Hakkımda

Uzun yıllardır yalnız birinin hikayeleridir bunlar. Kendinizden birşeyler bulmanızı dilerim.

17 Ocak 2013 Perşembe

Kader Aynı Son'du


                                                                                                                                                                                                                         
                                                                                                                                               17/01/2013
2013 hızlı başladı tıpkı geçen seneki gibi…

Bir hafta önce bugün yani 10/01/2013’te akşam aniden çalan telefonun ilk sesinde anlamıştım bir tuhaflık olduğunu… Gelen telefonu “tamam” diyerek kapattım ama bu aslında “öfff” demekti. 35 yaşında ihracat firması olan bir adam “sadece bana doğruyu söylesin” diyerek evlenme isteğini bile getirmiş ve akla ilk gelen ben olmuştum. İlk bakışta çok masumane görünen bu isteğin altında hangi alınmış ahlar ve hırsla atılacak adımlar yatıyordu bilmiyorum ama tahmin edebiliyordum. Telefonu, lafları ağzımda geveleyerek –mecburen evet diyerek ama altında “yeni acılar yaşamaktan bıktım siz hala yorulmadınız mı?” diyerek- kapattım. Sonra da dedim ki, “ihracat firması sahibiymiş, yuh artık, olsa olsa çalışanıdır, insanlar ne kadar atıyorlar yaaaa…”

Modern görücü usulünün tanışma ortamı olan faceden arkadaş olarak eklendim. Tip, bugüne kadar alışkın olduklarımdan daha da çirkindi. Zaten ben hiç yakışıklıya rastlamamıştım ki, şaşırtıcı değildi sadece alışkın olmadığım bir yüzdü. Ardından nette ufak bir araştırma yaptım ve 10.000.000 usd ciro civarında bir firmanın sahibi olduğunu ve büyük başarılarının gazetelerde yer aldığını gördüm. Hayret, ilk defa bana verilen bilgiler abartısız doğruydu. İyi de bu işte bir terslik olmalıydı, mutlaka bir eksiklik olmasına kendisini alıştırmış kalbim dehşete düşmüştü. Bu dehşete yavaş yavaş adapte olmak durumundayken beklenen adım gelmediği için –kafama ağrılar girecek kadar beynimi zorladıktan vee ağrı kesicilere muhtaç olduktan sonra – ben ilk mesajı yazdım. Sonra bir daha.. Ve işlerin yoğunluğundan dolayı bir cevap gelmedi.

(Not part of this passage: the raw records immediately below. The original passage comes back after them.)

PR #5209, opened 2026-01-07
Add process and container tags support for DSM

wantsui:
**What does this PR do?**

The goal of this is to add container+process tags support to DSM here: https://docs.google.com/document/d/15GtNOKGBCt6Dc-HsDNnMmCdZwhewFQx8yUlI9in5n3M/edit?tab=t.0#heading=h.fyt7z8ehztcm.

Some backend info about the data streams monitoring in general: 

1. APM spans are tagged with `pathway.hash`
2. There's also a DSM stats payload, where a hash is always sent under 'stats'. 

When this process tags setting is enabled:
1. The tracer sends a container id (if available) to the Trace Agent
2. The Trace Agent looks for container tags and sends back a hash called `Datadog-Container-Tags-Hash`
3. When a DSM related APM span is created (think of the kafka-esque libraries), we update the `pathway.hash` to include the propagation_checksum.
4. The DSM stats pipeline sends stats along with various tags. **What's new:** we're now also sending a new field called `ProcessTags` here, but it will take some additional work for this information to be leveraged. (Right now I cannot find it anywhere)

This PR is based off the DBM changes in https://github.com/DataDog/dd-trace-rb/pull/5208, except with modifcations for DSM.

**Motivation:**

For AIDM-259

The Python PR does this for DBM and DSM in one go:
- https://github.com/DataDog/dd-trace-py/pull/15293

The Java PR does this in two:
- https://github.com/DataDog/dd-trace-java/pull/9156
- https://github.com/DataDog/dd-trace-java/pull/9282

The Node.js PR:
- https://github.com/DataDog/dd-trace-js/pull/7212

**Change log entry**

No.

**Additional Notes:**

No.

**How to test the change?**

I tested this two ways:

1. First I made sure the tests ran locally
```
bundle exec rspec spec/datadog/data_streams/processor_spec.rb
```
2. I had a script that sent data to DSM and APM with and without this mode and verified that the metric tag called "hash" changed accordingly. See AIDM-259 for screenshots of the working behavior in the UI.

### DIFF
--- a/spec/datadog/data_streams/processor_spec.rb
+++ b/spec/datadog/data_streams/processor_spec.rb
@@ -338,20 +338,16 @@ RSpec.describe Datadog::DataStreams::Processor do
   describe '#compute_pathway_hash' do
     subject(:pathway_hash) { processor.send(:compute_pathway_hash, 0, ['type:kafka']) }
 
-    shared_examples 'a valid pathway hash' do
-      it 'computes a valid pathway hash' do
-        expect(pathway_hash).to be_a(Integer)
-        expect(pathway_hash).to be > 0
-      end
-    end
-
     context 'when process tags are enabled' do
       let(:settings) { double('Settings', service: 'test-service', env: 'test', experimental_propagate_process_tags_enabled: true) }
 
       context 'and agent info has been fetched' do
         let(:agent_info) { instance_double(Datadog::Core::Environment::AgentInfo, propagation_checksum: 1234567890) }
 
-        include_examples 'a valid pathway hash'
+        it 'computes a valid pathway hash' do
+          expect(pathway_hash).to be_a(Integer)
+          expect(pathway_hash).to be > 0
+        end
 
         it 'includes the propagation checksum in the pathway hash' do
           expect do
@@ -363,7 +359,10 @@ RSpec.describe Datadog::DataStreams::Processor do
       context 'and agent info has not been fetched yet' do
         let(:agent_info) { instance_double(Datadog::Core::Environment::AgentInfo, propagation_checksum: nil) }
 
-        include_examples 'a valid pathway hash'
+        it 'computes a valid pathway hash' do
+          expect(pathway_hash).to be_a(Integer)
+          expect(pathway_hash).to be > 0
+        end
       end
     end
 
@@ -373,7 +372,10 @@ RSpec.describe Datadog::DataStreams::Processor do
       context 'and agent info has been fetched' do
         let(:agent_info) { instance_double(Datadog::Core::Environment::AgentInfo, propagation_checksum: 1234567890) }
 
-        include_examples 'a valid pathway hash'
+        it 'computes a valid pathway hash' do
+          expect(pathway_hash).to be_a(Integer)
+          expect(pathway_hash).to be > 0
+        end
 
         it 'does not include the propagation checksum in the pathway hash' do
           expect do
@@ -385,7 +387,10 @@ RSpec.describe Datadog::DataStreams::Processor do
       context 'and agent info has not been fetched yet' do
         let(:agent_info) { instance_double(Datadog::Core::Environment::AgentInfo, propagation_checksum: nil) }
 
-        include_examples 'a valid pathway hash'
+        it 'computes a valid pathway hash' do
+          expect(pathway_hash).to be_a(Integer)
+          expect(pathway_hash).to be > 0
+        end
       end
     end
   end


spec/datadog/data_streams/processor_spec.rb
```diff
@@ -333,4 +336,57 @@
       end
     end
   end
+
+  describe '#compute_pathway_hash with base hash' do
```
marcotc: Because `#compute_pathway_hash` does not cache its result, I don't think we should test that two successive calls to it, when we change the inputs, have different results since that's natural for non-caching methods.

I think we only need two tests: one with a `nil` base_hash and another with a valid base_hash.

lib/datadog/data_streams/processor.rb
```diff
@@ -365,6 +366,13 @@ def compute_pathway_hash(current_hash, tags)
         env = @settings.env || 'none'
 
         bytes = service.bytes + env.bytes
+
+        # If there is a base hash, add it to DSM back propagation
+        base_hash = Core::Environment::BaseHash.current
+        if base_hash
+          bytes += [base_hash].pack('Q<').bytes
+        end
```
marcotc: The PR looks good overall!
One question I have is: how do I know that `base_hash` goes right here, in the byte stream; after `env` and before `tags`?

wantsui: I'm just following the python version which does this: https://github.com/DataDog/dd-trace-py/blob/8b739fe0837a22cab76116050e8b7e4b45407c6c/ddtrace/internal/process_tags/__init__.py#L92, do you think I need to add better tests in this PR to show that the bytes are comprised in the expected order? (https://github.com/DataDog/dd-trace-py/pull/15293)

spec/datadog/data_streams/processor_spec.rb
wantsui: I removed the extra tests from https://github.com/DataDog/dd-trace-rb/pull/5209/commits/231fd9cc9c0591b39da8edc6d85e1329c739c119

lib/datadog/data_streams/processor.rb
```diff
@@ -316,6 +316,16 @@ def flush_stats
...
           }
 
+          if @settings.experimental_propagate_process_tags_enabled && payload
+            process_tags = Core::Environment::Process.serialized
+            # Datadog Agent expects an array of tag strings, not a single serialized string
+            # Otherwise it fails at "Error decoding request msgp: attempted to decode type \"str\" with method for \"array\" at ProcessTags"}
+            # Split "key1:val1,key2:val2" into ["key1:val1", "key2:val2"]
+            unless process_tags.empty?
+              payload['ProcessTags'] = process_tags.split(',')
+            end
```
marcotc: If I recall correctly, that's what `Core::Environment::Process.tags` is, isn't it?
```suggestion
            payload['ProcessTags'] = Core::Environment::Process.tags
```

And `Core::Environment::Process.tags` is never empty.

lib/datadog/data_streams/processor.rb
```diff
@@ -365,6 +375,17 @@ def compute_pathway_hash(current_hash, tags)
...
 
         bytes = service.bytes + env.bytes
+
+        # If there is a propagation checksum, add it to DSM back propagation
+        # Follows Python: https://github.com/DataDog/dd-trace-py/blob/8b739fe0837a22cab76116050e8b7e4b45407c6c/ddtrace/internal/datastreams/processor.py#L423
+        # bytes order is service + env + process tags + container tags
+        if @settings.experimental_propagate_process_tags_enabled
+          propagation_checksum = Datadog.send(:components).agent_info.propagation_checksum
+          if propagation_checksum
+            bytes += [propagation_checksum].pack('Q<').bytes
```
marcotc: `propagation_checksum` is added to `bytes` after `env.bytes` and before `tag.bytes`.
Does this matter? Or is it similar to the DBM case, where it just needs to be internally consistent?

I think that either: it doesn't matter, or it does matter for a specific reason. In either way, we should have some mention of it in `def compute_pathway_hash`.

lib/datadog/data_streams/processor.rb
```diff
@@ -316,6 +316,16 @@ def flush_stats
             'Hostname' => hostname
           }
 
+          if @settings.experimental_propagate_process_tags_enabled && payload
```
p-datadog: payload is always not nil here

lib/datadog/data_streams/processor.rb
wantsui: After doing some research, it looks like the behavior is inconsistent between Java and Python.

This Ruby PR is based on the [Python version](https://github.com/DataDog/dd-trace-py/blob/02f5d7783cf7666ddad9d583fadffd7be164666e/ddtrace/internal/datastreams/processor.py#L423), which does `service + env + process tags hash`

Meanwhile the [Java version](https://github.com/DataDog/dd-trace-java/blob/d10055d2a1d3e41671ab944e97192919d3797f11/internal-api/src/main/java/datadog/trace/api/BaseHash.java#L38-L53) is different, which does: `service + env + primary tag + process tags + container tags`

If consistency is important, we can change it later but right now I don't see it cc @vandonr .

I'll put a note in the comments that Java does it differently than Python (which is what Ruby is following).

lib/datadog/data_streams/processor.rb
wantsui: I tried removing this to be only the setting in the condition:

```
if @settings.experimental_propagate_process_tags_enabled
```

But then steep complained :(

Instead I added a comment in my last commit to explain that payload cannot be nil but the check is for steep: 152693bb24c3af0b1fcb88adc760b3d6340e339c.

```
          # payload cannot be nil, but the check here is for steep
```

Feel free to suggest better wording!

marcotc: The type checker is incorrect, so it's giving us bad advice 🙂
Let's do what we know is correct, and put a typecheck exception comment in this line, like [`# steep:ignore SteepErrorNameHere`](https://github.com/soutaro/steep/blob/8521be6192b88d5c58514783d7f58585c5545497/manual/ignore.md?plain=1#L19)

lib/datadog/data_streams/processor.rb
marcotc: There's not much we can do right here, in this method, with this information (`# Current bytes order follows Python: https://github.c...`), so I think we need @vandonr to let us know if only internal consistency is important (same application instance), or cross-application too.

spec/datadog/data_streams/processor_spec.rb
```diff
@@ -333,4 +336,61 @@
...
+
+        it 'includes the propagation checksum in the pathway hash' do
+          expect do
+            allow(agent_info).to receive(:propagation_checksum).and_return(nil)
+          end.to change { processor.send(:compute_pathway_hash, 0, ['type:kafka']) }.from(0x1ca26aa13235b3b7).to(0x42fc8338f4ba11f9)
+        end
+      end
+
+      context 'and agent info has not been fetched yet' do
+        # We must always return a valid pathway hash when agent info has not been fetched yet
```
marcotc: I don't think we need this comment, since the specs read `agent info has not been fetched yet, a valid pathway hash`. I think it already reads as "a valid pathway should be computed event when the agent info is not yet fetched"

lib/datadog/data_streams/processor.rb
vandonr: I think only internal consistency is important, for instance, in dotnet we don't have primary tag either, there is a comment that it's not supported in dotnet and _voilà_

vandonr: I'm actually sure. The only product I'm aware of where we wanted cross-tracer consistency in hashes was schema tracking, I spent a lot of time solving little inconsistencies between just java and dotnet, only to hear that the product was actually paused and in limbo :|

lib/datadog/data_streams/processor.rb
```diff
@@ -316,6 +316,10 @@ def flush_stats
             'Hostname' => hostname
           }
 
+          if @settings.experimental_propagate_process_tags_enabled
+            payload['ProcessTags'] = Core::Environment::Process.tags # steep:ignore NoMethod
```
vpellan: I think this shouldn't need a steep:ignore ? The `tags` method seems to be defined in Core::Environment::Process

spec/datadog/data_streams/processor_spec.rb
wantsui: removed in c1bed06664b8513a12a0a8b93ad7e59d174e175b :)

lib/datadog/data_streams/processor.rb
wantsui: addressed in c1bed06664b8513a12a0a8b93ad7e59d174e175b

lib/datadog/data_streams/processor.rb
wantsui: When I remove the `steep:ignore`, it throws:

```
lib/datadog/data_streams/processor.rb:320:35: [error] Type `(::Hash[::String, untyped] | nil)` does not have method `[]=`
│
└             payload['ProcessTags'] = Core::Environment::Process.tags
                                     ~

          +------------------------------------------------------------------------------+
```

For now I'll just apply @marcotc 's suggestion of ignoring it :)

lib/datadog/data_streams/processor.rb
wantsui: How would you like this reflected in the code - as a comment that the standardization needs to be consistent within the same library?

vandonr: if you want, but I think this should be the default, what would need a comment is if consistency was needed across repositories

lib/datadog/data_streams/processor.rb
p-datadog: There is a nil assignment to payload on line 304 to work around another steep deficiency. So now we have a workaround for the workaround, plus two places which are conditioned on payload but should in actuality always execute, great...

lib/datadog/data_streams/processor.rb
p-datadog: I made https://github.com/DataDog/dd-trace-rb/pull/5346 to reduce contortions in this method made for steep. Honestly some sort of bulk ignore of hash type checking would probably not hide any actual problems reported by steep, since it doesn't seem to handle hashes in a useful way at all?

lib/datadog/data_streams/processor.rb
wantsui: I tried to shorten the comment here a5f206851d9e3ad17adf705da0f522f4d37baf45 , feel free to suggest alternatives.

lib/datadog/data_streams/processor.rb
```diff
@@ -365,6 +369,16 @@ def compute_pathway_hash(current_hash, tags)
         env = @settings.env || 'none'
 
         bytes = service.bytes + env.bytes
+
+        # Note: The order of the bytes needs to be consistent within a tracer.
+        # The other tracers don't have consistency (Java adds a primary tag, Python does not).
+        if @settings.experimental_propagate_process_tags_enabled
+          propagation_checksum = Datadog.send(:components).agent_info.propagation_checksum
```
p-datadog: I am sad at a global reference but probably dependency injecting agent info is best done in a separate PR.

lib/datadog/data_streams/processor.rb
marcotc: I think I addressed both the typing issue, and [@ivoanjo's comment](https://github.com/DataDog/dd-trace-rb/pull/5346/changes#r2793513497) in this commit I pushed: https://github.com/DataDog/dd-trace-rb/pull/5209/changes/975d30edbff5ddbda5feac0dd4c087d793885666

lib/datadog/data_streams/processor.rb
marcotc: We can address this!
@wantsui add the agent_info to `Datadog::DataStreams::Processor.new` in `lib/datadog/core/configuration/components.rb`. The agent info is created right in components.sb, and `Processor` respects component lifecycle!

lib/datadog/data_streams/processor.rb
p-datadog: :+1:

lib/datadog/data_streams/processor.rb
wantsui: Addressed in f1f662415bc748d9df1cd3b7a952c3378465042a and c1218a0a8d6fbcab155b4f0a26af81cdcb5696cd

spec/datadog/data_streams/processor_spec.rb
```diff
@@ -333,4 +334,59 @@
...
+
+  describe '#compute_pathway_hash' do
+    subject(:pathway_hash) { processor.send(:compute_pathway_hash, 0, ['type:kafka']) }
+
+    shared_examples 'a valid pathway hash' do
+      it 'computes a valid pathway hash' do
+        expect(pathway_hash).to be_a(Integer)
+        expect(pathway_hash).to be > 0
+      end
+    end
```
Strech: I don't think there is a big value brought by this extraction. Shared tests are in general cumbersome to track and it's better to just copy-parse this simple check.

lib/datadog/data_streams/processor.rb
```diff
@@ -301,28 +303,30 @@ def decode_pathway_b64(encoded_ctx)
...
 
-        # Send to agent outside mutex to avoid blocking customer code if agent is slow/hung
-        send_stats_to_agent(payload) if payload
+        payload = {
+          'Service' => @settings.service,
+          'TracerVersion' => Datadog::VERSION::STRING,
+          'Lang' => 'ruby',
+          'Stats' => stats_buckets,
+          'Hostname' => hostname
+        } # : ::Hash[::String, (String | ::Array[::String])]
```
Strech: For some consistency

```suggestion
        } # : ::Hash[::String, (::String | ::Array[::String])]
```

also, ideally, this should become as a type alias and be referred instead of defined, i.e

```
type payload = ::Hash[::String, (::String | ::Array[::String])]

# : DataStreams::Processor::payload
```

otherwise, you can easily de-synchronize the type definitions between method and callers and will have to go in each place and modify it

sig/datadog/data_streams/processor.rbs
```diff
@@ -68,7 +70,7 @@ module Datadog
         def record_checkpoint_stats: (hash: ::Integer, parent_hash: ::Integer, edge_latency_sec: ::Float, full_pathway_latency_sec: ::Float, payload_size: ::Integer, tags: ::Array[::String], timestamp_sec: ::Float) -> void
         def record_consumer_stats: (topic: ::String, partition: ::Integer, offset: ::Integer, timestamp: ::Time) -> void
         def aggregate_consumer_stats_by_partition: (::String topic, ::Integer partition, ::Integer offset, ::Time timestamp) -> void
-        def send_stats_to_agent: (::Hash[::String, untyped] payload) -> void
+        def send_stats_to_agent: (::Hash[::String, (String | ::Array[::String])] payload) -> void
```
Strech:
```suggestion
        def send_stats_to_agent: (::Hash[::String, (::String | ::Array[::String])] payload) -> void
```

spec/datadog/data_streams/processor_spec.rb
wantsui: I brought it back in f3dc62e1ef373930f9dec58160c9e558d9f72294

Aslında cevap gelmemesi çok önemli değildi, sadece tecrübeler geçmişi işaret ettiği için kabuk tutan yaralar sızlıyordu… Sızı her defasında deride değil beyinde atıyordu, katlanıyordu… Oğuzun bıraktığı yarada, her seferinde işlerini bahane edip beni bir başka güne ümitlendirmeye devam yarasının sızladığı gibi… Bir “tık” sonrasında ise;  işten arta kalan zamanlarda zaten bunca seneyi ayrı geçirdiklerimizin acısını çıkartmak için olacak ortak anlarımızın iş nedeniyle ertelendiğini ve giderek yalnızlaştığımı düşündüm. Zaten oluşmamış olan hevesim gitgide kaçtı…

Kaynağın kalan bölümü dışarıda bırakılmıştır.